# Fluval Spec 16 Gallon



## Mike00726 (May 23, 2011)

Just picked up one of the new Fluval Spec 16 gallons. 
I love this tank.
It has great dimensions, and there is a ton of room in the back chambers. 
This is going to be a lazy tank, no CO2, no ferts.


----------



## SageBear (Apr 15, 2018)

It’s beautiful! What are you using for substrate?


----------



## Mike00726 (May 23, 2011)

SageBear said:


> It’s beautiful! What are you using for substrate?


 thank you


Pool filter sand.
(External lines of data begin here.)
PR #924, opened 2016-03-21
Add PR sync scripts to repo for CI

iamjasonp:
These scripts are for allowing the CI system to call out to a WCF sync service for outerloop tests. This is not incorporated into the CI system yet, as the relevant pieces on the test server/client are not yet done. 

skip ci please

### DIFF
--- a/src/System.Private.ServiceModel/tools/setupfiles/sync-pr.cmd
+++ b/src/System.Private.ServiceModel/tools/setupfiles/sync-pr.cmd
@@ -2,23 +2,24 @@
 setlocal
 
 REM 
-REM This calls a web service, specified on the command line, which syncs a 
-REM remote server's repo to the correct PR. 
+REM This notifies a the test web service, specified on the command line,
+REM that a test is about to start
 REM This script is meant to be called from a GitHub Pull Request. 
 REM 
 
 set __args=%*
 
 echo.
-echo  WCF Remote Github Repo sync script
+echo  WCF Test Service Pull Request sync script
 echo. 
 
-if '%__args%'=='' (
+if "__args%"=="" (
     echo   [%~n0] A URL must be specified for the pull request synchronization URL
-    echo     Usage:  %~n0 [sync url] [pr-number (optional)]
+    echo     Usage:  %~n0 [sync url] [optional pr-number]
     echo   sync-url  - URL on remote server for PR synchronization
     echo   pr-number - PR number to sync to
     echo.
+    echo   Example:  %~n0 http://wcfci-sync-server/repo/sync.ashx 
     echo   Example:  %~n0 http://wcfci-sync-server/repo/sync.ashx 404
     set __EXITCODE=1
     goto done
@@ -26,7 +27,7 @@ if '%__args%'=='' (
 
 set __SYNC_HOST_URL=%1
 
-if '%2'=='' (
+if "%2"=="" (
     if '%ghprbPullId%'=='' (
         echo   [%~n0] This script should only be called only from the context of a GitHub Pull Request
         echo   [%~n0] 'ghprbPullId' environment variable not set
@@ -38,7 +39,7 @@ if '%2'=='' (
 ) else (
     set __PR_ID=%2
     echo   [%~n0] WARNING: This script should usually only be called only from the context of a GitHub Pull Request
-    echo   [%~n0] PR ID overridden: '%__PR_ID%'
+    echo   [%~n0] PR ID overridden: '%2'
 ) 
 
 set __REQUEST_URL=%__SYNC_HOST_URL%?pr=%__PR_ID%
--- a/src/System.Private.ServiceModel/tools/setupfiles/sync-pr.cmd
+++ b/src/System.Private.ServiceModel/tools/setupfiles/sync-pr.cmd
@@ -1,0 +1,53 @@
+@echo off 
+setlocal
+
+REM 
+REM This calls a web service, specified on the command line, which syncs a 
+REM remote server's repo to the correct PR. 
+REM This script is meant to be called from a GitHub Pull Request. 
+REM 
+
+set __args=%*
+
+echo.
+echo  WCF Remote Github Repo sync script
+echo. 
+
+if '%__args%'=='' (
+    echo   [%~n0] A URL must be specified for the pull request synchronization URL
+    echo     Usage:  %~n0 [sync url] [pr-number (optional)]
+    echo   sync-url  - URL on remote server for PR synchronization
+    echo   pr-number - PR number to sync to
+    echo.
+    echo   Example:  %~n0 http://wcfci-sync-server/repo/sync.ashx 404
+    set __EXITCODE=1
+    goto done
+)
+
+set __SYNC_HOST_URL=%1
+
+if '%2'=='' (
+    if '%ghprbPullId%'=='' (
+        echo   [%~n0] This script should only be called only from the context of a GitHub Pull Request
+        echo   [%~n0] 'ghprbPullId' environment variable not set
+        set __EXITCODE=1
+        goto done
+    ) else ( 
+        set __PR_ID=%ghprbPullId%
+    )
+) else (
+    set __PR_ID=%2
+    echo   [%~n0] WARNING: This script should usually only be called only from the context of a GitHub Pull Request
+    echo   [%~n0] PR ID overridden: '%__PR_ID%'
+) 
+
+set __REQUEST_URL=%__SYNC_HOST_URL%?pr=%__PR_ID%
+echo   [%~n0] Making call to '%__REQUEST_URL%'
+powershell -NoProfile -ExecutionPolicy unrestricted -Command "(New-Object Net.WebClient).DownloadString('%__REQUEST_URL%'); 
+
+set __EXITCODE=%ERRORLEVEL% 
+
+:done
+endlocal
+exit /b %__EXITCODE% 
+
--- a/src/System.Private.ServiceModel/tools/setupfiles/sync-pr.sh
+++ b/src/System.Private.ServiceModel/tools/setupfiles/sync-pr.sh
@@ -1,0 +1,88 @@
+#!/usr/bin/env bash
+
+show_banner()
+{
+    echo ""
+    echo "WCF Remote Github Repo sync script"
+    echo ""
+}
+
+show_usage() 
+{
+    echo "    A URL must be specified for the pull request synchronization URL"
+    echo "    Usage: $0 [sync-url] [pr-number (optional)]"
+    echo "    sync-url  - URL on remote server for PR synchronization"
+    echo "    pr-number - PR to sync to"
+    echo ""
+    echo "    Example:  $0 http://wcfci-sync-server/repo/sync.ashx 404"
+    echo ""
+}
+
+run_request() 
+{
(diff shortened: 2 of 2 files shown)


src/System.Private.ServiceModel/tools/setupfiles/sync-pr.sh
```diff
@@ -0,0 +1,76 @@
...
+        fi
+
+        # curl has HTTPS CA trust-issues less often than wget, so lets try that first.
+        which curl > /dev/null 2> /dev/null
+        if [ $? -ne 0 ]; then
+           wget -q -O- ${__sync_url}?pr=${__ghprbPullId}
+        else
+           output=`curl -sw "\n%{http_code}" ${__sync_url}?pr=${__ghprbPullId}`
+           echo $output
+           retCode=`echo ${output} | grep "200\$"`
```
iamjasonp: I have to do this kind of calisthenics here since curl always returns a 0 error code as long as a response was received by the server, regardless of the server's response code

The way this CURL outputs is that the HTTP return code always sits at the end of the returned string, for example: 

"Syncing to PR = 901... OK 200"
"Bad Request 400"

The grep string will look for a 200 at the end. 

Note that wget will fail with exit code 1 when the server returns an error code

src/System.Private.ServiceModel/tools/setupfiles/sync-pr.cmd
```diff
@@ -0,0 +1,43 @@
...
+    echo.
+    echo   Example:  %~n0 http://wcfci-sync-server/repo/sync.ashx
+    set __EXITCODE=1
+    goto done
+)
+
+set __SYNC_HOST_URL=%1
+
+if '%ghprbPullId%'=='' (
+    echo   [%~n0] This script should only be called only from the context of a GitHub Pull Request
```
roncain: Can we pass this in as a parameter (with optional substitution of environment variable)?  Environment variables as required input parameters are often problematic.  If there is some reason this is not possible, then show_usage should explain what environment variables are required.

src/System.Private.ServiceModel/tools/setupfiles/sync-pr.cmd
```diff
@@ -0,0 +1,43 @@
...
+
+set __SYNC_URL=%__SYNC_HOST_URL%?pr=%ghprbPullId%
+echo   [%~n0] Making call to '%__SYNC_URL%'
+powershell -NoProfile -ExecutionPolicy unrestricted -Command "(New-Object Net.WebClient).DownloadString('%__SYNC_URL%'); 
+
+set __EXITCODE=%ERRORLEVEL% 
+
+:done
+endlocal
+exit /b %__EXITCODE%
```
roncain: Nit: newline.  Not mandatory.

src/System.Private.ServiceModel/tools/setupfiles/sync-pr.sh
```diff
@@ -0,0 +1,76 @@
...
+    echo "    sync-url - URL on remote server for PR synchronization"
+    echo ""
+    echo "    Example:  $0 http://wcfci-sync-server/repo/sync.ashx"
+}
+
+run_request() 
+{
+    __sync_url=$1
+    __ghprbPullId=$2
+
```
roncain: See comments about the CMD version.  Here the PR is an input parameter, which is what I would prefer for both.  It also belongs in the show_usage() description.

src/System.Private.ServiceModel/tools/setupfiles/sync-pr.sh
```diff
@@ -0,0 +1,76 @@
...
+    __request_uri=${__sync_url}?pr=${__ghprbPullId}
+
+    echo "Making a call to '${__request_uri}'" 
+
+    if [ ! -e "$__nugetpath" ]; then
+        which curl wget > /dev/null 2> /dev/null
```
roncain: Why the test against $__nugetpath?  And if so, what should happen in the "else"?

src/System.Private.ServiceModel/tools/setupfiles/sync-pr.sh
```diff
@@ -0,0 +1,76 @@
...
+        if [ $? -ne 0 -a $? -ne 1 ]; then
+            echo "cURL or wget is required to make this request. Please see https://github.com/dotnet/wcf/blob/master/Documentation/building/unix-instructions.md for more details."
+            exit 1
+        fi
+
+        # curl has HTTPS CA trust-issues less often than wget, so lets try that first.
+        which curl > /dev/null 2> /dev/null
+        if [ $? -ne 0 ]; then
+           wget -q -O- ${__sync_url}?pr=${__ghprbPullId}
+        else
```
roncain: Nit: could use __request_uri instead of recomposing the URL + PR

src/System.Private.ServiceModel/tools/setupfiles/sync-pr.sh
```diff
@@ -0,0 +1,76 @@
...
+# Check parameters
+
+if [ -z "$1" ]; then 
+    show_usage
+    exit 1
+fi 
+
+if [ -z "$ghprbPullId" ]; then 
+    show_usage
+    echo "This script should only be called only from the context of a GitHub Pull Request"
```
roncain: Hmmm -- I thought this script took it from $2.  Am I misreading it?  My preferred option is to take everything as an input parameter but to optionally use environment variables if the input parameters are not specified.  Show_usage() should probably describe any required environment variables and/or call out what the defaults are for missing parameters.  I know no one is likely to call this script but CI, but it's show_usage is the best documentation.

roncain:
LGTM, subject to some questions/suggestions which can be dealt with post-merge.

src/System.Private.ServiceModel/tools/setupfiles/sync-pr.sh
iamjasonp: The $2 you see above is a variable passed into the function - $1, $2... $n only mean the command line param when you're outside a function. As soon as you enter a function, then the $1, $2... $n now mean the variables that got passed into it (see line 68 on how this got called)

src/System.Private.ServiceModel/tools/setupfiles/sync-pr.sh
iamjasonp: Oops, copy+paste error on this one. Line 27 should go away. 
This is to figure out whether or not we have curl or wget installed.

src/System.Private.ServiceModel/tools/setupfiles/sync-pr.cmd
iamjasonp: Makes sense; I'm just trying hard to ensure that this script runs in the context of a GitHub PR only and I don't necessarily want this to be commonly used in the dev workflow. $ghprPullId is set by Jenkins, so it's a reasonably good indicator that we're running within CI. 

Thoughts? Is your preference still to use a named param?

roncain: Not a deal breaker, but I still prefer parameters that optionally default to environment variables.  I know it is meant to be called by CI only, but the environment variable is a hidden contract, like using a global variable to pass method parameters.  I presume whatever logic calls this can simply pass the environment variable as the 2nd arg. Don't block progress on this -- it's just an attempt to reduce the "magic" that tends to surround CI scripts in general.

iamjasonp: Fair enough - I'll see what I can do with reducing magic here :smile: env var magic makes life so easy though!

zhenlan:
Thank you @iamjasonp. I think this will do the job! :smiley: 

I have one design feedback. The idea of these scripts is to notify test server - I am about to start testing PR "x". It's up to the server to decide what to do to get things prepared - whether it's syncing the enlistment or something else, these scripts don't have to know or assume.

What does this mean? If you can clean up these scripts wherever it made assumption that the server is going to do sync (mostly naming and comments), that will great! Decoupling this logic will give us more flexibility in case we need to tweak anything on the server and avoid any confusions.

src/System.Private.ServiceModel/tools/setupfiles/sync-pr.cmd
zhenlan: It's more than preference. I think the question here is - who should own the knowledge of environment variable "ghprbPullId", the caller or the callee? From your current design, these two scripts are more like utilities. The caller knows about the Jenkins/CI Job, knows about which service to call and (should also) knows about which PR to notify the server. These two scripts are just to get the job done.

src/System.Private.ServiceModel/tools/setupfiles/sync-pr.cmd
```diff
@@ -0,0 +1,43 @@
+@echo off 
+setlocal
+
+REM 
+REM This calls a web service, specified on the command line, which syncs a 
+REM remote server's repo to the correct PR. 
+REM This script is meant to be called from a GitHub Pull Request. 
+REM If you must, you can fake it by setting the 'ghprbPullId' environment variable
```
zhenlan: I would remove this. I think your previous comment (disclaimer) is good - this is only meant to run on CI (so devs, don't try to run it on your box :))

src/System.Private.ServiceModel/tools/setupfiles/sync-pr.cmd
iamjasonp: I'm more of a fan of the "self contained" approach personally. I've had way too many times where I was trying to locally repro something and found the scripts unnavigable due to magic. 

In general, I think an optional parameter helps us in the case where we need to specify a clear set of repro steps running against a server. 

For day to day use, I will allow the ghprb param to be set automatically.

src/System.Private.ServiceModel/tools/setupfiles/sync-pr.cmd
iamjasonp: Done

src/System.Private.ServiceModel/tools/setupfiles/sync-pr.cmd
zhenlan: Sorry, I may not make my point clear. There should be only one person (caller vs. callee) who owns the knowledge of ghprbPullId env var. If you make it as a parameter, then caller owns it and the callee should fail if it is not passed in (so not optional). It's the magic that the callee still works even without parameter passed in makes the maintenance hard and error prone.

I am okay with the other way too (does not accept it as a parameter) - as you said, intentionally make it harder for anyone to use it on non-CI environment :smile:.

iamjasonp:
@zhenlan - great suggestion :) updated the sync scripts' usage to talk about the "WCF Test Service Pull Request sync script" so it's clear what the service is used for, with less emphasis on what the nitty gritty is (we can update the name further as the purpose of the scripts evolve)

The default use case is still the same (i.e., we will still call `sync.sh http://server/pr/sync.ashx` with a ghprbPullId specified by the environment, but allows us the option of overriding and syncing to a PR if absolutely necessary. 

This is still a hurdle for someone to do, and we make it clear we don't _want_ you doing it, but it'll be reasonably easy for someone to script if absolutely necessary.

iamjasonp:
Merging this now so I can test out the CI boxes. All comments should have been addressed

Staying cheap and easy


----------



## deivimb (Mar 6, 2018)

that is a nice tank


----------



## second (Jan 31, 2005)

How is the light on these, I ordered one but would like to keep it low tech,
just some crypts and anubias


----------



## somewhatshocked (Aug 8, 2011)

It's ideal for Crypts, @second.

If you ever find that it's just a bit too much light than you'd like (doubt you will), it's easy to cover the LEDs with a piece or pieces of fiberglass window screen material to decrease intensity a bit.


----------



## second (Jan 31, 2005)

Thanks somewhatshocked
I sometimes use plastic mesh from hobby stores to difuse or give a night time look to my tanks when i want to tone things down. For the spec 16 i was thinking of trying the Fluval Led lamp timer which has dimming. That is if it will work with that particular light
https://www.fluvalaquatics.com/us/product/led-lamp-timer-2/


----------